• REQUIREMENT:
Word for word, restate the lines from the start of the data below through the line containing "The default HTTP".

[Stored data entries]
═══

PR #429, opened 2025-07-28
Add notes on the problem with the caddy reverse proxy read buffer size.

memchr:
The default HTTP read buffer size (4 KB) used by Caddy caused media downloads to fail with a stream reading error.

See https://forums.ankiweb.net/t/media-doesnt-sync-behind-caddy-error-303-when-downloading-media-upload-works-fine/60823


abdnh:
Thank you!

═══

• SOLUTION FOR THIS TASK:
PR #429, opened 2025-07-28
Add notes on the problem with the caddy reverse proxy read buffer size.

memchr:
The default HTTP read buffer size (4 KB) used by Caddy caused media downloads to fail with a stream reading error.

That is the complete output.